Data entries
***

PR #31, opened 2020-12-17
Add support for modin dataframes

krfricke:
Currently only in central data loading mode. Integration with distributed mode would require more access to private modin functions - we can look into this at another time.

This PR also adds (and fixes) compatibility tests for the latest ray release when some dependencies are not installed. E.g. if Tune or Modin are not installed, certain tests and examples should still run.

### DIFF
--- a/.github/workflows/test.yaml
+++ b/.github/workflows/test.yaml
@@ -117,8 +117,8 @@ jobs:
     - name: Uninstall unavailable dependencies
       # Disables modin and Ray Tune (via tabulate)
       run: |
-        python -m pip uninstall modin || true
-        python -m pip uninstall tabulate || true
+        python -m pip uninstall -y modin
+        python -m pip uninstall -y tabulate
     - name: Install package
       run: |
         python -m pip install -e .
--- a/.github/workflows/test.yaml
+++ b/.github/workflows/test.yaml
@@ -95,3 +95,45 @@ jobs:
         echo "running simple_tune.py" && python simple_tune.py --smoke-test
         echo "running train_on_test_data.py" && python train_on_test_data.py --smoke-test
       # for f in *.py; do echo "running $f" && python "$f" || exit 1 ; done
+
+  test_linux_compat:
+    # Test compatibility when some optional libraries are missing
+    # Test runs on latest ray release
+    runs-on: ubuntu-latest
+    timeout-minutes: 10
+
+    steps:
+    - uses: actions/checkout@v2
+    - name: Set up Python 3.7
+      uses: actions/setup-python@v2
+      with:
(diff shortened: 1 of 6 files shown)


xgboost_ray/matrix.py
```diff
@@ -17,13 +17,18 @@
...
 except ImportError:
+    MLDataset = Unavailable
 
-    class MLDataset:
-        pass
-
+try:
+    import modin  # noqa: F401
+    MODIN_INSTALLED = True
+except ImportError:
```
amogkam, line 30: Do you have to set `modin = None` here?

.github/workflows/test.yaml
```diff
@@ -95,3 +95,45 @@ jobs:
         echo "running simple_tune.py" && python simple_tune.py --smoke-test
         echo "running train_on_test_data.py" && python train_on_test_data.py --smoke-test
       # for f in *.py; do echo "running $f" && python "$f" || exit 1 ; done
+
+  test_linux_compat:
```
amogkam, line 99: Nice!

amogkam (approved):
Looks good to me! 

Just 2 questions:
1) Do we have to update the RayDMatrix docstring since data can now be an mldataset or moding dataframe?
2) Should we add an example for data loading via moding (maybe in a separate PR)?

We should also create an issue for adding modin support for distributed data loading just to keep track of it.

xgboost_ray/matrix.py
```diff
@@ -306,7 +343,8 @@ def load_data(self,
 
         if self.label is not None and not isinstance(self.label, str) and \
            not (isinstance(self.data, pd.DataFrame) and
-                isinstance(self.label, pd.Series)):
+                isinstance(self.label, pd.Series)) and \
+           not (_is_modin_df(self.data) and _is_modin_series(self.label)):
```
amogkam, line 347: Maybe move this condition logic to a separate function? Something like `is_valid_label`?

xgboost_ray/matrix.py
krfricke: No, this is just to check if we can import it (`F401` is the warning that a module is imported but unused). We cannot actually import the real required modin modules (DataFrame, Series) here as it would initialize ray then.

xgboost_ray/matrix.py
krfricke: Since we only need this once at this place I'll leave it here for the time being. If this grows another time, we should move this

krfricke:
I updated the docstrings. As for the example, we could do that, but we might want to wait until we have support for distributed loading. Right now it would be just a duplication of passing a pandas dataframe/series, and even the data distribution would be the same.

PR #33, opened 2020-12-18
Update README for peak memory usage suggestions

krfricke:
There's not much to do to reduce peak memory usage. Thus we should just document things to consider and best practices.


richardliaw (approved):
looks good; merge when done?

PR #34, opened 2020-12-21
Only replace callbacks if necessary (removes unnecessary Tune warning)

krfricke:
Since we inherit from the Ray Tune-specific callbacks, the callbacks were replaced and a warning was thrown even if it wasn't necessary.


amogkam (approved):
Good catch!

PR #46, opened 2021-01-27
Add petastorm integration

krfricke:


xgboost_ray/matrix.py
```diff
@@ -424,7 +458,9 @@ def load_data(self,
 
         invalid_data = False
         if isinstance(self.data, str):
-            if os.path.isdir(self.data):
+            if self.filetype is RayFileType.PETASTORM:
```
richardliaw, line 461: nit - ==

xgboost_ray/tests/test_matrix.py
```diff
@@ -110,6 +110,39 @@ def testFromModinDfString(self):
         in_df["label"] = self.y
         self._testMatrixCreation(in_df, "label")
 
+    def testFromPetastormParquetString(self):
```
richardliaw, line 113: hmm since petastorm is automatically enabled, would some previous tests be implicitly changed to leverage petastorm when we should instead leave it to test the non-petastorm codepath?

I didn't actually check the tests - but just a thought :)

richardliaw (approved):
looks good! left a couple nits

xgboost_ray/tests/test_matrix.py
krfricke: They won't, as petastorm requires an explicit `file://` prefix - and we don't have that in the other tests :-)

xgboost_ray/matrix.py
krfricke, line 461:
```suggestion
            if self.filetype == RayFileType.PETASTORM:
```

***

What the task asks: Make an exact transcription of the entries.

Response area:
PR #31, opened 2020-12-17
Add support for modin dataframes

krfricke:
Currently only in central data loading mode. Integration with distributed mode would require more access to private modin functions - we can look into this at another time.

This PR also adds (and fixes) compatibility tests for the latest ray release when some dependencies are not installed. E.g. if Tune or Modin are not installed, certain tests and examples should still run.

### DIFF
--- a/.github/workflows/test.yaml
+++ b/.github/workflows/test.yaml
@@ -117,8 +117,8 @@ jobs:
     - name: Uninstall unavailable dependencies
       # Disables modin and Ray Tune (via tabulate)
       run: |
-        python -m pip uninstall modin || true
-        python -m pip uninstall tabulate || true
+        python -m pip uninstall -y modin
+        python -m pip uninstall -y tabulate
     - name: Install package
       run: |
         python -m pip install -e .
--- a/.github/workflows/test.yaml
+++ b/.github/workflows/test.yaml
@@ -95,3 +95,45 @@ jobs:
         echo "running simple_tune.py" && python simple_tune.py --smoke-test
         echo "running train_on_test_data.py" && python train_on_test_data.py --smoke-test
       # for f in *.py; do echo "running $f" && python "$f" || exit 1 ; done
+
+  test_linux_compat:
+    # Test compatibility when some optional libraries are missing
+    # Test runs on latest ray release
+    runs-on: ubuntu-latest
+    timeout-minutes: 10
+
+    steps:
+    - uses: actions/checkout@v2
+    - name: Set up Python 3.7
+      uses: actions/setup-python@v2
+      with:
(diff shortened: 1 of 6 files shown)


xgboost_ray/matrix.py
```diff
@@ -17,13 +17,18 @@
...
 except ImportError:
+    MLDataset = Unavailable
 
-    class MLDataset:
-        pass
-
+try:
+    import modin  # noqa: F401
+    MODIN_INSTALLED = True
+except ImportError:
```
amogkam, line 30: Do you have to set `modin = None` here?

.github/workflows/test.yaml
```diff
@@ -95,3 +95,45 @@ jobs:
         echo "running simple_tune.py" && python simple_tune.py --smoke-test
         echo "running train_on_test_data.py" && python train_on_test_data.py --smoke-test
       # for f in *.py; do echo "running $f" && python "$f" || exit 1 ; done
+
+  test_linux_compat:
```
amogkam, line 99: Nice!

amogkam (approved):
Looks good to me! 

Just 2 questions:
1) Do we have to update the RayDMatrix docstring since data can now be an mldataset or moding dataframe?
2) Should we add an example for data loading via moding (maybe in a separate PR)?

We should also create an issue for adding modin support for distributed data loading just to keep track of it.

xgboost_ray/matrix.py
```diff
@@ -306,7 +343,8 @@ def load_data(self,
 
         if self.label is not None and not isinstance(self.label, str) and \
            not (isinstance(self.data, pd.DataFrame) and
-                isinstance(self.label, pd.Series)):
+                isinstance(self.label, pd.Series)) and \
+           not (_is_modin_df(self.data) and _is_modin_series(self.label)):
```
amogkam, line 347: Maybe move this condition logic to a separate function? Something like `is_valid_label`?

xgboost_ray/matrix.py
krfricke: No, this is just to check if we can import it (`F401` is the warning that a module is imported but unused). We cannot actually import the real required modin modules (DataFrame, Series) here as it would initialize ray then.

xgboost_ray/matrix.py
krfricke: Since we only need this once at this place I'll leave it here for the time being. If this grows another time, we should move this

krfricke:
I updated the docstrings. As for the example, we could do that, but we might want to wait until we have support for distributed loading. Right now it would be just a duplication of passing a pandas dataframe/series, and even the data distribution would be the same.

PR #33, opened 2020-12-18
Update README for peak memory usage suggestions

krfricke:
There's not much to do to reduce peak memory usage. Thus we should just document things to consider and best practices.


richardliaw (approved):
looks good; merge when done?

PR #34, opened 2020-12-21
Only replace callbacks if necessary (removes unnecessary Tune warning)

krfricke:
Since we inherit from the Ray Tune-specific callbacks, the callbacks were replaced and a warning was thrown even if it wasn't necessary.


amogkam (approved):
Good catch!

PR #46, opened 2021-01-27
Add petastorm integration

krfricke:


xgboost_ray/matrix.py
```diff
@@ -424,7 +458,9 @@ def load_data(self,
 
         invalid_data = False
         if isinstance(self.data, str):
-            if os.path.isdir(self.data):
+            if self.filetype is RayFileType.PETASTORM:
```
richardliaw, line 461: nit - ==

xgboost_ray/tests/test_matrix.py
```diff
@@ -110,6 +110,39 @@ def testFromModinDfString(self):
         in_df["label"] = self.y
         self._testMatrixCreation(in_df, "label")
 
+    def testFromPetastormParquetString(self):
```
richardliaw, line 113: hmm since petastorm is automatically enabled, would some previous tests be implicitly changed to leverage petastorm when we should instead leave it to test the non-petastorm codepath?

I didn't actually check the tests - but just a thought :)

richardliaw (approved):
looks good! left a couple nits

xgboost_ray/tests/test_matrix.py
krfricke: They won't, as petastorm requires an explicit `file://` prefix - and we don't have that in the other tests :-)

xgboost_ray/matrix.py
krfricke, line 461:
```suggestion
            if self.filetype == RayFileType.PETASTORM:
```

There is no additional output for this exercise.